Throughout the testimony there is vagueness and uncertainty to the extent that it is hard to imagine how the court could have taken the testimony of defendants seriously. This sample, taken from about half a page of the testimony of the son, omitting certain portions not necessary to be preserved to give the idea we are seeking to convey, will give a tolerably accurate notion of what the trial court had to deal with:

“It seems to me like I saw only two checks, I don’t remember. * * * I think I cashed one or two, whatever they were, I don’t remember, but I think it. was at the State Bank at Hawarden; whether there were three I don’t remember, or maybe I just cashed one there, I don’t remember. * * * it come to a total of around I think forty-two hundred or something; it might have been two, I don’t remember, I couldn’t say. It seems to me * * * if I remember rightly. I don’t know that I had a cheeking account in Ring’s bank at the time. I know I got the money * * * and put it in Toy’s (bank), if I remember right. I think that I deposited the check * * *. ’ ’

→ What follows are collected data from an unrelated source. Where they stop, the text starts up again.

PR #80, opened 2015-07-22
Add Remote/face to face advice method logic

neoeno:
This will make more sense when I do the PR on RAD. [EDIT: https://github.com/moneyadviceservice/rad/pull/275]

Also sorry for the rename commit — need to work on my TTD (time-travel driven development)

### DIFF
--- a/app/models/firm.rb
+++ b/app/models/firm.rb
@@ -86,8 +86,19 @@ class Firm < ActiveRecord::Base
     allow_blank: true,
     numericality: { only_integer: true }
 
+  validates :in_person_advice_methods,
+    presence: true,
+    if: ->{ remote_or_local_advice == :local }
+
+  validates :other_advice_methods,
+    presence: true,
+    if: ->{ remote_or_local_advice == :remote }
+
   validates *ADVICE_TYPES_ATTRIBUTES,
     inclusion: { in: [true, false] }
+
+  validates :remote_or_local_advice,
+    presence: true
 
   validate do
     unless advice_types.values.any?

One other example, omitting again parts of the record, ought to satisfy. After introducing a subject upon which he might well be supposed to have some information, he comments:

“I couldn’t say. * * * I think- the land” cost a certain figure. “I put in my resignation, I think * * *. I think he told me * # *. I think that is it, I am not positive something-in there * * *. I couldn’t be positive. I think sold out in August * *.*. We were there a couple of years, I think, or three years, I couldn’t be positive.”

The father’s testimony is lacking in plausibility almost to the same degree as is the son’s. He goes on, among other things, to tell how he kept the bills that he got from his son in fruit jars about the house and in the cellar, keeping no track of the amount that was taken out, and disclosing an indifference to the most ordinary promptings of prudence.

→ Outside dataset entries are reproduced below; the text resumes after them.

PR #82, opened 2015-08-12
Adding an onboarding status check to principal

urfolomeus:
We need to know how far through the onboarding process a principal is.

The aim is to get a Principal to the point where they have at least one firm on the register.

The rules that we are implementing here are as follows:

1. If a Principal has no registered firms (at the moment determined by whether or not they have made it far enough to supply an email address) then they should be prompted to `:complete_a_firm`
2. If they have at least one completed firm then the next check is to see whether or not they should be setting up an adviser. A firm should be prompted to :complete_an_adviser if
    1. They have no remote firms (i.e. ones that primarily offer advice without an in-person visit). This is because remote firms do not need advisers so they will be eligible to be on the register without advisers and therefore the Principal will have a firm on the register
    2. They have no advisers.

Hopefully this makes sense! :)

### DIFF
--- a/app/models/principal.rb
+++ b/app/models/principal.rb
@@ -71,7 +71,31 @@ class Principal < ActiveRecord::Base
     "#{first_name} #{last_name}"
   end
 
+  def next_onboarding_action
+    registered_firms = main_firm_with_trading_names.registered
+
+    if registered_firms.empty?
+      :complete_a_firm
+    elsif needs_advisers?(registered_firms)
+      :complete_an_adviser
+    else
+      :onboarded
+    end
+  end
+
   private
+
+  def needs_advisers?(firm_list)
+     no_remote_firms?(firm_list) && no_advisers_for?(firm_list)
+  end
+
+  def no_remote_firms?(firm_list)
+    firm_list.none? { |f| f.primary_advice_method == :remote }
+  end
+
+  def no_advisers_for?(firm_list)
+    firm_list.none? { |f| f.advisers.present? }
+  end
 
   def find_subsidiary(subsidiary)
     firm.subsidiaries.find_or_initialize_by(
--- a/app/models/principal.rb
+++ b/app/models/principal.rb
@@ -74,11 +74,12 @@ class Principal < ActiveRecord::Base
   def next_onboarding_action
     registered_firms = main_firm_with_trading_names.registered
 
-    if registered_firms.empty?
+    case
+    when registered_firms.empty?
       :complete_a_firm
-    elsif any_remote_firms?(registered_firms)
+    when any_remote_firms?(registered_firms)
       :onboarded
-    elsif needs_advisers?(registered_firms)
+    when needs_advisers?(registered_firms)
       :complete_an_adviser
     else
       :onboarded
--- a/app/models/principal.rb
+++ b/app/models/principal.rb
@@ -76,6 +76,8 @@ class Principal < ActiveRecord::Base
 
     if registered_firms.empty?
       :complete_a_firm
+    elsif any_remote_firms?(registered_firms)
+      :onboarded
     elsif needs_advisers?(registered_firms)
       :complete_an_adviser
     else
@@ -85,16 +87,12 @@ class Principal < ActiveRecord::Base
 
   private
 
+  def any_remote_firms?(firm_list)
+    firm_list.any? { |f| f.primary_advice_method == :remote }
+  end
+
   def needs_advisers?(firm_list)
-     no_remote_firms?(firm_list) && no_advisers_for?(firm_list)
-  end
-
-  def no_remote_firms?(firm_list)
-    firm_list.none? { |f| f.primary_advice_method == :remote }
-  end
-
-  def no_advisers_for?(firm_list)
-    firm_list.none? { |f| f.advisers.present? }
+     firm_list.none? { |f| f.advisers.present? }
   end
 
   def find_subsidiary(subsidiary)
--- a/spec/models/principal_spec.rb
+++ b/spec/models/principal_spec.rb
@@ -204,10 +204,11 @@ RSpec.describe Principal do
   end
 
   describe '#next_onboarding_action' do
-    context 'when principal has no parent firm' do
+    context 'when principal has no firms or trading names' do
       before :each do
         principal.firm.destroy
         principal.reload
+        expect(principal.main_firm_with_trading_names).to be_empty
       end
 
       it 'returns :complete_a_firm' do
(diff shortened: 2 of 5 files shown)


spec/models/principal_spec.rb
```diff
@@ -202,4 +202,325 @@
...
+      end
+
+      it 'returns :complete_a_firm' do
+        expect(principal.next_onboarding_action).to eql(:complete_a_firm)
+      end
+    end
+
+    context 'when principal only has a parent firm' do
+      before :each do
+        expect(principal.firm).not_to be_nil
```
JiggyPete: There are a lot of expectations in before blocks which seems weird.

Are these pre-condition checks to protect against factories/src changing in the future or perhaps to gain confidence in establishing what factory girl and the src is doing?

app/models/principal.rb
```diff
@@ -71,8 +71,32 @@ def full_name
...
+      :complete_an_adviser
+    else
+      :onboarded
+    end
+  end
+
   private
 
+  def needs_advisers?(firm_list)
+     no_remote_firms?(firm_list) && no_advisers_for?(firm_list)
```
JiggyPete: Knowing the logic for this it still took me a good while to get my head around. The negative `no_` aspect, flipping what could be a positive boolean expression, trips me up in my thinking. Perhaps I'm alone in this. Could it be expressed more positively?

spec/models/principal_spec.rb
mconnell: There's a fair bit of setup so I think they were mostly a sanity check, but they effectively also help spot future changes.

app/models/principal.rb
munckymagik: I agree with Pete. We need advisers if there **are any** firms that do offer face-to-face advice (referred to as `in_person_advice` in `firm.rb`). I really think we should positively check for the type that we know does need advisers.

```
any_in_person_advice_firms? && no_advisers_for?(firm_list)
```

urfolomeus: We had this originally but @neoeno _made_ us change it ;)

app/models/principal.rb
```diff
@@ -71,8 +71,32 @@ def full_name
...
+  end
+
+  def no_remote_firms?(firm_list)
+    firm_list.none? { |f| f.primary_advice_method == :remote }
+  end
+
+  def no_advisers_for?(firm_list)
+    firm_list.none? { |f| f.advisers.present? }
```
munckymagik: What do the queries look like behind these two methods? How frequently will they be invoked?

urfolomeus: We'll not really know until we've worked out where and when it gets used in rad. Once we've done that we can work on optimising for performance.

spec/models/principal_spec.rb
```diff
@@ -202,4 +202,325 @@
       expect(Firm.where(id: firm.id)).to be_empty
     end
   end
+
+  describe '#next_onboarding_action' do
+    context 'when principal has no parent firm' do
+      before :each do
+        principal.firm.destroy
```
munckymagik: A principal with a nil/destroyed parent firm is not a real state in the system at the moment. The `after_create  :associate_firm` handler in principal.rb guarantees there is a skeleton firm from the moment it's created.

So I'm not sure if we should be handling this scenario like it's a valid state. If this were to happen it means something wrong has happened or the system has stopped behaving consistently.

app/models/principal.rb
urfolomeus: On a more serious note this logic is, by it's nature, confusing. That is why we've had several long conversations on it, why I have a spreadsheet listing all of the state permutations on my desktop, and why we have close to 400 lines of tests around this. We landed at this implementation being the most descriptive. Happy to change it if a better solution is found though.

We did stick for a while at the negative naming, but the situation we are coding for is this:

* If the principal has _at least once_ **remote** firm then they are `:onboarded` as remote firms are able to be added to the register as long as the firm is complete.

Defendants seek to argue that plaintiffs failed in establishing either that the plaintiffs had a judgment, while admitting that an execution was returned to the clerk’s office unsatisfied, or that the father owned the real estate conveyed, although it was not denied in the pleadings. This, with the assumption or admission of ownership carried through the whole record, requires no more to be said on this subject.

The deed in controversy was executed three days after the death of the mother, from whom the father derived his title. At that moment he was indebted to the bank, was insolvent. We see no way in which the court could have escaped the conclusion it announced.

It follows that the judgment of the trial court is affirmed. —Affirmed.

HamiltoN, C. J., and Anderson, Donegan, Mitohell, RiChards, and Kintzinger, JJ., concur.